CD44 result visualization

The visualization can be created manually by following the instructions in ../README.md after running the workflow with the "Visualization options" set in snakemake_config.yaml.

Output

  • espresso_out/s_work_dir/espresso_s_summary.txt
  • espresso_out/c_work_dir/espresso_c_summary.txt
  • espresso_out/q_work_dir/
    • samples_N2_R0_abundance.esp
    • samples_N2_R0_updated.gtf
    • samples_N2_R0_compatible_isoform.tsv
    • espresso_q_summary.txt
  • In addition to the output files there are also log files.

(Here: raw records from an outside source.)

Issue #1552, opened 2018-03-10
UI Improvements in Leaderboard


RishabhJain2018:
- [ ] Make the team name as **Bold** on leaderboard.

- [ ] Make `Rank` and `Participant Team` field as left aligned including the title.

- [ ] Make all the other fields as right aligned including the title.

- [ ] In the heading `submission time`, change the text to `Last Submission at` & display the delta between the current time and the last submission time. For Example: If the current time is 10 am, & last submission was made at 6 am, then the field should display `4h` (10am - 6am).

- [ ] Add a border line after every entry in the leaderboard.

Please feel free to ask if you have further doubts or queries.

ParthS007:
I want to work on this @RishabhJain2018

RishabhJain2018:
Sure go ahead @ParthS007 .

ParthS007:
@RishabhJain2018 Now the leaderboard looks like this.
![image](https://user-images.githubusercontent.com/24358501/37252355-c3e3be86-2545-11e8-9d7a-97fd20c18f0f.png)
Can you please help me with the 4th point?

RishabhJain2018:
@ParthS007 There are other fields `(yes/no, number, other, overall)` too in the right side of the screenshot. Please don't remove them. Just make them right aligned. Also, the border line after every entry is very dark. Make it similar to the one just after the heading. 
Moreover, in the fourth point we need to display the time difference between now and when the last submission was made. I think this can be easily handled client side and we don't need to modify the API. Please feel free to ask if you have further doubts.

RishabhJain2018:
@ParthS007 Since we need this feature early, I am taking this up. Please take up any other issue from the list. :-)

PR #2184, opened 2019-03-13
Maintenance Page and alignment Issue in leaderboard header.

galipremsagar:
This pull request contains two changes.
1. Fix to an alignment issue on the header of leaderboards.  This is due to the following commit:

https://github.com/Cloud-CV/EvalAI/commit/7edf7a0b0426cc5ffe84828f9be4542f24a410e3#diff-c09876db1a2167c9371dbcccf9a69aeb

But it was introduced on purpose, I tracked down to this issue #1552(https://github.com/Cloud-CV/EvalAI/issues/1552) where it was given as a task but the screenshot with changes shows correct alignment. I doubt why it is so, because the state of the UI alignment in the table header now doesn't look like the one in the screen-shot.
I have attached UI screenshot before and after the fix now. The reason could also be due to the shifting of date format from "Mar 10, 2018 6:20:52 PM" to "1 year ago".

Before:

Screenshot 2019-03-12 at 3 16 46 PM

After:
Screenshot 2019-03-12 at 9 04 19 PM

Before:

Screenshot 2019-03-12 at 3 17 07 PM

After:

Screenshot 2019-03-12 at 9 06 07 PM

2. Added a Maintenance-page. You may access the page at : http://0.0.0.0:8888/maintenance-page

But this is how it looks like currently: 

Screenshot 2019-03-12 at 9 16 42 PM

This is the present GIF I've used looks like this, however I'm open to any new/good looking GIFs, if you know any please suggest:

maintenance


galipremsagar:
Add two things:

1. Team based filtering in "View all submissions" tab. Here is a gif of how it looks:
ScreenRecording20190320at1

2. Updating the team members list "Participant Teams" tab whenever there is a new team member added. Previously the existTeam was not being updated when there is a new team member addition.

The log files are written to the output directories and are named after the rules in Snakefile. There will be a {rule_name}_log.out and {rule_name}_log.err with the stdout and stderr of the command run for that rule. There will also be a .cluster.out, .cluster.err, and .cluster.usage if the rule was submitted to the cluster using snakemake_profile/cluster_submit.py.